Gott, es war kein Wunder, dass er sich damals gefühlt hatte, als hätte er einen Korb bekommen, nachdem Dream nicht aufgetaucht war.
„Ich habe die Sachen immer noch“, erzählte er. „Ich habe es irgendwie nie übers Herz gebracht, sie wegzuwerfen.“
Es tut mir leid, dass ich sie nicht würdigen konnte“, sprach Dream. „Die Mühe, die du dir meinetwegen gemacht hast.“
Hob lachte auf, er konnte schlichtweg nicht anders.
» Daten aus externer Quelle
PR #70588, opened 2026-07-28
Respect [fab] update_fab_perms when syncing per-DAG permissions during parsing

dor-bernstein:
During DAG parsing, `_serialize_dag_capturing_errors()` calls `_sync_dag_perms()` for every DAG whenever the FAB auth manager is active — regardless of the `[fab] update_fab_perms` setting. `sync_perm_for_dag()` creates/refreshes a per-DAG resource on every parse, which is avoidable DB work for deployments that manage DAG access at the role level and have disabled automatic FAB permission management.

This makes the per-DAG permission sync honor `[fab] update_fab_perms`:

- Default is `True`, so **there is no behavior change for existing configurations**.
- When set to `False` (operator has opted out of automatic FAB permission management), the per-DAG sync is skipped, avoiding the extra per-parse writes.

The flag's documented purpose is "Update FAB permissions and sync security manager roles", so honoring it in this path is consistent with its intent.


dor-bernstein:
Superseded by https://github.com/apache/airflow/pull/70589 (reopened from a personal fork). Closing this one.

PR #70593, opened 2026-07-28
Revoke JWT token on provider-level /auth/logout routes

securylight:
Core's `/auth/logout` (#67289) revokes the current JWT before redirecting to the auth manager's logout URL. FabAuthManager's and KeycloakAuthManager's own `/auth/logout` routes don't do the same before redirecting to the IdP, so a token stays valid if that route is reached directly. This adds the same `revoke_token()` call to both, for consistency.

## Test plan
- [x] Added `test_logout_revokes_token` / `test_logout_without_token_cookie_does_not_revoke` for both providers
- [x] Existing logout tests still pass

---


vincbeck (changes requested):
This is done even if the auth manager has its custom logout route. Why doing it twice? https://github.com/apache/airflow/blob/main/airflow-core/src/airflow/api_fastapi/core_api/routes/public/auth.py#L65

PR #70594, opened 2026-07-28
Stop auto-scrolling task logs while the user is selecting text

Andrushika:
UI: Stop auto-scrolling task logs while the user is selecting text
---
When a task is still running, the task log view scrolls to the bottom every time new lines arrive. If the user is reading or selecting text near the bottom, the jump interrupts them. 
This PR skips the auto-scroll while a pointer drag is in progress, and restores it once the drag ends.

Before:

https://github.com/user-attachments/assets/235f0e37-b8fe-441b-8824-45375714160c

After:

https://github.com/user-attachments/assets/44d38897-4bda-4713-9a20-231d7c7247a6

---


pierrejeambrun (commented):
Thanks for the PR, good idea.

Instead of stopping the auto scroll when a pointer is up / down / selecting. 

We should instead stop / resume the auto scroll feature depending on if the users is at the bottom (very end of the scroll) or not.

If someone scrolled up a little bit to see something, the auto scroll should also stop.

Even after text selection, if someone scroll back down to the very end of logs, auto scroll should resume.

Andrushika:
Hi @pierrejeambrun, thanks for reviewing!

Your idea sounds great. There’s just one edge case I’d like to confirm: what if the user is already at the bottom of the log but is selecting some log text?

IIUC, the expected behavior would be to keep auto-scrolling even while the user is selecting text. But would it be better to pause auto-scrolling in this case?

Andrushika:
> IIUC, the expected behavior would be to keep auto-scrolling even while the user is selecting text. But would it be better to pause auto-scrolling in this case?

I assume this is correct and have updated it into this pattern. Happy to fix if it does not meet the expectation!

After:

https://github.com/user-attachments/assets/968e3e7f-3221-4585-90f3-4d43ef046635

Andrushika:
The only failed CI is unrelated to this PR.

bbovenzi (approved):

„Ich hatte damals einen Plan, weißt du“, erwiderte er. „Ich wollte dir eine Frage stellen, die mir schon lange auf der Seele gebrannt hat.“
Dream sah aus tief in den Höhlen liegenden, nachtschwarzen Augen zu ihm herab und es erfüllte Hob mit einer seltsamen Wärme, dass der andere Mann nicht länger versuchte, in seiner Gegenwart an einer menschlichen Fassade festzuhalten. Dass er darauf vertraute, dass Hob den Anblick seines wahren Gesichtes nicht fürchtete.
Eine Frage“, wiederholte er.
„Ja“, sagte Hob leise und hob eine Hand, um mit dem Zeigefinger den sanften Bogen von Dreams Augenbraue nachzufahren. Vielleicht lag es an dem Fakt, dass dies ein Traum war, der ihn seine übliche Zurückhaltung aufgeben ließ. Vielleicht hatte er aber auch einfach nur lange genug auf eine solche Gelegenheit gewartet. „Eine Frage, die mich bereits seit Jahrhunderten beschäftigt hat...“
Hob.“ Dreams kühle Finger schlossen sich um seine Hand und hielten sie fest. „Dein... Interesse ehrt mich. Aber das wäre unklug.
„Und wenn schon.“ Hob lächelte. „Ich habe in meinem Leben schon weitaus weniger kluge Entscheidungen getroffen als dich.“
Hob...
Dream schloss für einen Moment die Augen und Hobs Blick blieb an seinen langen, dunklen Wimpern hängen, die sich wie mit Kohle gezeichnet von seinen blassen Wangen abhoben.
Als er sie schließlich wieder öffnete, lag ein gramerfüllter Ausdruck in ihnen.
Es tut mir leid, aber dieser Traum ist vorbei.
Und im nächsten Moment erwachte Hob allein in seinem Bett.
Frustriert und gedemütigt starrte er an die Decke seines Schlafzimmers.
„Du gottverdammter Feigling!“, rief er in die Dunkelheit hinein. „Wenn du wenigstens den Mut hättest, mir zu sagen, dass du meine Gefühle nicht erwiderst!“
Doch es kam keine Antwort. Natürlich nicht. Was hatte er auch erwartet?
Hob rieb sich müde das Gesicht.
„Wie kann ich jemals die Hoffnung aufgeben, wenn du es nicht über dich bringst, sie mir zu nehmen...?“, fragte er leise.

Es sollte fast eine halbe Stunde dauern, bis Hob erneut Schlaf fand.
Doch er sollte kein weiteres Mal träumen.